Before you vote: The truth about free secondary education promises


Before you vote: The truth about free secondary education promises

According to the Economic Survey 2017, there were 2,720,600 students who enrolled into secondary schools from primary

“In 2007, I was the very first one to propose a debate that for our youth from nursery to primary, up to Form One to Form Four, we would pay their fees. Therefore, NASA’s plan of providing free secondary education started in 2007 when I was vying for presidency.”

 –Nasa running mate Kalonzo Musyoka in Kapsabet on June 4, 2017

Did Kalonzo promise free secondary education before Jubilee?

The question of who was first to promise free secondary education has been the topic of discussion, with Jubilee accusing the National Super Alliance (Nasa) of copying their agenda for Kenyans, and vice versa. 

The matter came to the fore as the official campaign period kicked off, a review of media reports and political party manifestos by Nation Newsplex shows.

On May 6, 2017, President Kenyatta said that the government had allocated Sh5 billion in the budget which would be used to improve infrastructure in schools, so as to ensure 100 per cent transition of students from early childhood education to Form Four.

At Kisii Stadium on May 17, Nasa, through Kalonzo Musyoka pledged to introduce free secondary education once the alliance got into power. “I want all parents of Kisii and the entire Kenya to listen. The Nasa Government will ensure free tuition from (Standard One) to Form Four. No parent will be pushed again. We must educate our children,” he said.

The President would later, on various occasions, accuse the opposition of hijacking his government’s pledge without having thought through the planning process needed to make such a pledge a reality.

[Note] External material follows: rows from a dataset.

PR #907, opened 2018-03-13
feat(Entity): add updateMany by predicate

timdeschryver:
This PR allows to edit entities based on a predicate.
See #672, in the issue it was mentioned to update the entities via multiple predicates - see my comment as why I don't think thats a good idea. If needed I can implement it that way tho.

I do got one question about the implementation of the sorted state adapter. 
Why does this have an own implementation? 
In my head the sorted adapter should call the unsorted adapter and do the sorting afterwards, but I must be missing someting :sweat_smile:

### DIFF
--- a/modules/entity/src/index.ts
+++ b/modules/entity/src/index.ts
@@ -1,2 +1,9 @@
 export { createEntityAdapter } from './create_adapter';
-export { Dictionary, EntityState, EntityAdapter, Update } from './models';
+export {
+  Dictionary,
+  EntityState,
+  EntityAdapter,
+  Update,
+  EntityMap,
+  Predicate,
+} from './models';
--- a/modules/entity/src/models.ts
+++ b/modules/entity/src/models.ts
@@ -30,11 +30,7 @@ export type Update<T> = UpdateStr<T> | UpdateNum<T>;
 
 export type Predicate<T> = (entity: T) => boolean;
 
-export type UpdateMap<T> = {
-  (entity: T): Partial<T> | false;
-};
-
-export type Map<T> = (entity: T) => T;
+export type EntityMap<T> = (entity: T) => T;
 
 export interface EntityState<T> {
   ids: string[] | number[];
@@ -62,10 +58,11 @@ export interface EntityStateAdapter<T> {
 
   updateOne<S extends EntityState<T>>(update: Update<T>, state: S): S;
   updateMany<S extends EntityState<T>>(updates: Update<T>[], state: S): S;
-  updateMany<S extends EntityState<T>>(map: UpdateMap<T>, state: S): S;
 
   upsertOne<S extends EntityState<T>>(entity: T, state: S): S;
   upsertMany<S extends EntityState<T>>(entities: T[], state: S): S;
+
+  map<S extends EntityState<T>>(map: EntityMap<T>, state: S): S;
 }
 
 export interface EntitySelectors<T, V> {
--- a/modules/entity/src/models.ts
+++ b/modules/entity/src/models.ts
@@ -35,9 +35,7 @@ export type UpdatePredicate<T> = {
   changes: Partial<T>;
 };
 
-export type Change<T> = {
-  (entity: T): Partial<T>;
-};
+export type Map<T> = (entity: T) => T;
 
 export interface EntityState<T> {
   ids: string[] | number[];
@@ -65,7 +63,7 @@ export interface EntityStateAdapter<T> {
 
   updateOne<S extends EntityState<T>>(update: Update<T>, state: S): S;
   updateMany<S extends EntityState<T>>(updates: Update<T>[], state: S): S;
-  updateMany<S extends EntityState<T>>(change: Change<T>, state: S): S;
+  updateMany<S extends EntityState<T>>(map: Map<T>, state: S): S;
 
   upsertOne<S extends EntityState<T>>(entity: T, state: S): S;
   upsertMany<S extends EntityState<T>>(entities: T[], state: S): S;
--- a/modules/entity/src/models.ts
+++ b/modules/entity/src/models.ts
@@ -30,6 +30,11 @@ export type Update<T> = UpdateStr<T> | UpdateNum<T>;
 
 export type Predicate<T> = (entity: T) => boolean;
 
+export type UpdatePredicate<T> = {
+  predicate: Predicate<T>;
+  changes: Partial<T>;
+};
+
 export interface EntityState<T> {
   ids: string[] | number[];
   entities: Dictionary<T>;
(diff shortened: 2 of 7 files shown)


MikeRyanDev:
Implementation seems reasonable. What are your opinions on this:

Instead of a predicate with a list of changes the signature is updated to use a filter/map function:

```ts
 // Name is bad but it illustrated the interface
interface Updater<T> {
  (entity: T): false | Change<T>;
}
function updateMany(updater: Updater<T>, state: EntityState<T>);
```

tdeschryver:
I don't think I get the idea.
Would this be a `map` implementation where the user implements `map`?
For example: 
```
adapter.updateMany(
      entity => entity.id.startsWith('a') ? {title: 'New title'} : false, // maybe null or an empty object instead of false?
      withMany
);
```

MikeRyanDev:
Yes, that's right.

tdeschryver:
I must say your proposal feels a bit weird at first but after seeing it in action, it is better in my opinion.
I did change the signature to return a `Partial<T>`, this brings the flexibility to do a second change.
See the unsorted state test: `book => (book.id.startsWith('a') ? firstChange : secondChange),`
Thoughts?

If someone got a better name than `Change` please feel free to speak up :smile:

modules/entity/src/models.ts
```diff
@@ -38,6 +38,10 @@ export type UpdateNum<T> = {
 
 export type Update<T> = UpdateStr<T> | UpdateNum<T>;
 
+export type Map<T> = {
```
MikeRyanDev: Recommend renaming this to something more specific. Maybe `UpdateMap`?

modules/entity/src/sorted_state_adapter.ts
```diff
@@ -72,8 +73,16 @@ export function createSortedStateAdapter<T>(selectId: any, sort: any): any {
...
 
   function updateManyMutably(updates: Update<T>[], state: R): DidMutate;
-  function updateManyMutably(updates: any[], state: any): DidMutate {
+  function updateManyMutably(map: Map<T>, state: R): DidMutate;
+  function updateManyMutably(updatesOrMap: any[] | any, state: any): DidMutate {
     const models: T[] = [];
+    const updates: Update<T>[] =
+      updatesOrMap instanceof Array
+        ? updatesOrMap
+        : state.ids.map((id: string | number) => ({
```
MikeRyanDev: I think that creating an `Update` object for each entity means even entities that shouldn't change will lose referential equality. I think this `map` should be a `reduce` instead that shrinks the `ids` array into a smaller array of `Update`s for only changed entities.

modules/entity/src/models.ts
tdeschryver: LGTM!

modules/entity/src/sorted_state_adapter.ts
```diff
@@ -72,8 +73,25 @@ export function createSortedStateAdapter<T>(selectId: any, sort: any): any {
...
+  function updateManyMutably(map: UpdateMap<T>, state: R): DidMutate;
+  function updateManyMutably(updatesOrMap: any[] | any, state: any): DidMutate {
     const models: T[] = [];
+    const updates: Update<T>[] =
+      updatesOrMap instanceof Array
+        ? updatesOrMap
+        : state.ids.reduce((changes: Update<T>[], id: string | number) => {
+            const change = updatesOrMap(state.entities[id]);
+            if (change && Object.keys(change).length > 0) {
+              return [
```
MikeRyanDev: Recommend changing this line to:
```ts
changes.push({ id, changes: change });

return changes;
```

That way we don't allocate and deallocate an array for every item we are upserting.

MikeRyanDev:
One minor change. Otherwise this is looking good to me!

modules/entity/src/sorted_state_adapter.ts
tdeschryver: Done, thanks for the feedback/reviews!

MikeRyanDev: @tdeschryver Thanks for all of the hard work! We really appreciate it! 😄

sandangel:
Hi, how about adding this feature to upsert too?

brandonroberts:
@timdeschryver will you rebase this so it can land?

timdeschryver:
✔️

MikeRyanDev:
I wonder if we could just have `entityAdapter.map(...)` instead.

timdeschryver:
That would make sense, since this is what we're actually doing.
But I think having a `updateMany` would have its value if we would change the API to the following ?

```ts
{
  predicate: entity => boolean,
  changes: Partial<Entity>
}
```

timdeschryver:
Ha, now I see we started with this a API  😄 -  https://github.com/ngrx/platform/pull/907/commits/149042b47dc55d62a0e28c092079899e23de6824

timdeschryver:
I've updated the PR to be a `map` function.
While doing this I also changed the signature to actually return an entity object.

Let me know your thoughts about this one and if I have to change something.
I could also submit a PR if you agree with https://github.com/ngrx/platform/pull/907#issuecomment-421244609.

modules/entity/src/models.ts
```diff
@@ -38,6 +38,10 @@ export type UpdateNum<T> = {
 
 export type Update<T> = UpdateStr<T> | UpdateNum<T>;
 
+export type EntityMap<T> = {
```
brandonroberts: Update type to match `export type ComparerStr<T> = (a: T, b: T) => string;`

brandonroberts:
Minor nit, otherwise changes LGTM

timdeschryver:
There we go 😄

brandonroberts:
@timdeschryver rebase pls

modules/entity/src/index.ts
```diff
@@ -1,2 +1,9 @@
 export { createEntityAdapter } from './create_adapter';
-export { Dictionary, EntityState, EntityAdapter, Update } from './models';
+export {
+  Dictionary,
+  EntityState,
+  EntityAdapter,
+  Update,
+  EntityMap,
```
timdeschryver: I did also `EntityMap` and `Predicate` here.

modules/store/src/store.ts
```diff
@@ -19,9 +19,6 @@ export class Store<T> extends Observable<T> implements Observer<Action> {
     this.source = state$;
   }
 
-  /**
```
brandonroberts: Revert this change because its in a separate PR

timdeschryver: Doh, I was using 2 VSCode instances and was wondering what was happening.
Sorry... 😅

In June 2016 at the Kenya Secondary School Heads Association’s Annual National Conference in Mombasa the President said the government was “working towards making secondary education fully free in the next three years.”

Business Daily reports on November 15 and December 24, 2007, and Daily Nation on October 15 the same year show Mr Musyoka, as the Presidential candidate for ODM Kenya did indeed propose free secondary education at the time, as did Raila Odinga and Mwai Kibaki, who were also candidates for the presidency at the time.

So how much would free secondary education cost? Currently, in the 2017-2018 financial year, the education docket was allocated Sh349.9 billion, with Sh14billion and Sh33billion going to financing Free Primary and Day Secondary Education respectively.

COMPROMISING QUALITY

A Taskforce on Secondary School fees that was chaired by Dr Kilemi Mwiria concluded that to assure fully free day secondary school, the government would pay a capitation grant of Sh23,975 per student.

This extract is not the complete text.